By the end of the day, as we turned down 57th Street to see Carnegie Hall, we were exhausted and hungry. My resourceful mother asked someone in front of the concert venue for a recommendation on where to eat. He pointed us to an Italian restaurant across the street.

We didn’t know at the time that La Fontana di Trevi was a favorite among the Carnegie Hall crowd, or that it had been immortalized by Billy Joel in his song “Scenes from an Italian Restaurant” (“A bottle of red/A bottle of white”). Instead, we melted into the warmth of stucco walls, white linen tablecloths and red-coated waiters who coddled us, brought us drinks and made us feel like treasured guests.  My father remembers ordering gnocchi. I, too remember what I ate: a heart-stopping velvety dish of veal cannelloni with white sauce. 

The cannelloni was gorgeous, subtle and rich with a faint, warm undertone of nutmeg, a mix of flavors that, from that moment on, I associated with New York more than roasting chestnuts or exhaust fumes.

The only pasta we ever ate at home was spaghetti and meatballs and the occasional lasagna. And while I had probably tried the similarly shaped manicotti (a dried pasta) in a restaurant, I had never had cannelloni (a fresh pasta), much less stuffed with veal and sauced in bechamel laced with cheese. I was smitten.

All of my family’s subsequent trips to New York included a trip to La Fontana di Trevi, and although little things distinguished different visits—the year it was balmy in December, the year we waited in the bar for our table and a female patron flirted outrageously with my dad, much to his pleasure and our amusement—I always ordered the cannelloni.

Little did I know that years later I would marry someone who had his own cannelloni memories. While Kevin was in college in Minnesota, a friend took him to a mom-and-pop Italian restaurant whose name he no longer remembers in the suburbs of the Twin Cities. There he ordered veal cannelloni in white sauce—exotic for a small- town Iowa boy whose only experience with noodles was macaroni and cheese or Hamburger Helper—and returned to order it again and again.
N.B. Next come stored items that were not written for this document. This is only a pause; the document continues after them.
PR #35859, opened 2025-11-28
Making setting resolution report problems when multiple scripts are present

### LINKED ISSUE #35840: Settings scripts should report a warning when multiple candidates are present

hegyibalint:
Fixes #35840


hegyibalint:
@bot-gradle  test this

hegyibalint:
@bot-gradle test this

hegyibalint:
@bot-gradle cancel

platforms/core-runtime/build-discovery/src/test/groovy/org/gradle/internal/scripts/DefaultScriptFileResolverTest.groovy
```diff
@@ -0,0 +1,153 @@
...
+        when:
+        def resolver = new DefaultScriptFileResolver()
+        def result = resolver.resolveScriptFile(testDir, "custom")
+
+        then:
+        result.selectedCandidate == selected
+        result.ignoredCandidates == recognizedButIgnored
+    }
+
+    def "listener should only be notified once for custom-named build files"() {
```
eskatos: 💭 It would be good to add more tests where the default extension file does not exist and assert on the listener notification count and files.

For example, for a test with `a.gradle.kts` and `a.gradle.dcl` but no `a.gradle` I would expect 2 notifications for `a.gradle` and `a.gradle.kts`.

The rationale is that if `a.gradle` gets created, CC should be invalidated.

I think we should cover all possible cases here to be sure we address them all properly.

hegyibalint: This is a good point! 
In addition, I was very happy-path focused, and forgot to check what happens when no file is present; the `*.gradle` file should still be notified in that case.

hegyibalint: Made a more consolidated test that now should cover the concerns above. PTAL

hegyibalint:
@bot-gradle test APT

blindpirate:
This test is failing: https://builds.gradle.org/buildConfiguration/Gradle_Master_Check_Quick_1_Trigger/107577584?hideTestsFromDependencies=true

hegyibalint:
@blindpirate I have no idea why that test started to break.
I cannot reproduce it either locally, or by [running the same pipeline on the feature branch](https://builds.gradle.org/buildConfiguration/Gradle_Master_Check_Quick_1_bucket1/107590394)

Also the failure mode is quite strange:
```
groovy.lang.GroovyRuntimeException: Could not find matching constructor for: org.gradle.internal.scripts.DefaultScriptFileResolver(org.gradle.internal.scripts.DefaultScriptFileResolverTest$CountingListener)
    at org.gradle.internal.scripts.DefaultScriptFileResolverTest.resolution finds and notifies the correct script file(DefaultScriptFileResolverTest.groovy:61)
```

But the constructor is only called [here](https://github.com/gradle/gradle/pull/35859/changes#diff-7a51fc6bc0c2f57f0b792c5332c32bb5d0c74851f7a409eab676e6a6c3b171e3R58), and it doesn't seem to be a problem for me.

Any ideas?

hegyibalint:
Lack of a better idea, I will just try to merge it in again to see if this problem persist or not.

hegyibalint:
Found the issue, there wa a nice listener architecture implemented since I last merged `master`.

hegyibalint:
@bot-gradle test this

subprojects/core/src/integTest/groovy/org/gradle/initialization/MultipleSettingsFilesIntegrationTest.groovy
```diff
@@ -0,0 +1,205 @@
...
+            definition.id.fqid == 'scripts:multiple-scripts'
+            definition.id.displayName == 'Multiple scripts'
+            contextualLabel.contains("Multiple settings script files were found in directory")
+            contextualLabel.contains("included")
+            details.contains("Selected 'settings.gradle'")
+            details.contains("ignoring 'settings.gradle.kts'")
+        }
+    }
+
+    def "warns even when only using Kotlin settings file in practice"() {
```
alllex, line 184: 🤔 I'm confused about this test. The comments hint that it should test an invalid Groovy settings file, but the file is perfectly valid and the build succeeds.

Overall, the logic of this test seems to be fully covered by `uses the selected settings file (Groovy over Kotlin)`.

platforms/core-runtime/build-discovery/src/test/groovy/org/gradle/internal/scripts/DefaultScriptFileResolverTest.groovy
```diff
@@ -0,0 +1,132 @@
...
+        }
+    }
+
+    /**
+     * Generate a list of filenames with all known scripting language extensions.
+     *
+     * @param basename the base name of the file, e.g `build`
+     * @return a list of filenames with all known extensions, e.g. `['build.gradle', 'build.gradle.kts', 'build.gradle.dcl']`
+     */
+    static List<String> withExtensions(String basename) {
```
alllex, line 112: 🔎 unused method

platforms/core-runtime/build-discovery-impl/src/main/java/org/gradle/initialization/SettingsLocation.java
```diff
@@ -37,12 +38,22 @@ public File getSettingsDir() {
         return settingsDir;
     }
 
+    /**
+     * Returns the resolution result for the settings file.
+     */
+    @Nullable
```
alllex, line 44: 💭 We should clarify what `null` means for this. Is it the exact same as for the settings file getter? Slightly different?

.teamcity/subprojects.json
```diff
@@ -132,6 +132,13 @@
     "functionalTests": false,
     "crossVersionTests": false
   },
+  {
+    "name": "build-discovery-reporting",
+    "path": "platforms/core-runtime/build-discovery-reporting",
```
alllex, line 137: 🤔 What is the advantage of introducing a new subproject, instead of reusing `build-discovery-impl`?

La Fontana di Trevi has closed, but the memory of its cannelloni lingers. I’ve never found one to match it. And every so often—when we visit New York,  when we go to an Italian restaurant—Kevin mentions that we should just make our own cannelloni. So earlier in the fall, when he was carbo-loading in preparation for the Baltimore marathon, I decided the time was right. I cobbled together a plan from several cookbook recipes and my own memory and jumped in, melting butter in a skillet and lightly browning diced onion, garlic, carrot and celery before adding ground veal. When the mixture had cooked, I let it cool slightly, and following Marcella Hazan’s instructions, I added to it an egg yolk, a handful of Parmesan and a couple scoops of ricotta. That was the filling.

Next I made a basic béchamel to which I added still more Parmesan. I used a current magazine recipe as a guide for the noodles, blitzing flour and salt and eggs in the food processor and kneading the dough together before letting it rest for a few minutes. Then I rolled it out on my metal top table and fed it through the pasta machine given to me by my former (Italian) pastor. It had been his mother’s, and I channeled Mama Casciotti as I turned the crank. The pasta sheet rolled through, egg-yellow, pliable and thin as a membrane. After the pasta was cut, boiled and drained, I rolled each rectangle around a spoonful of the veal mixture, put it in a baking dish and topped the loose rolls with sauce.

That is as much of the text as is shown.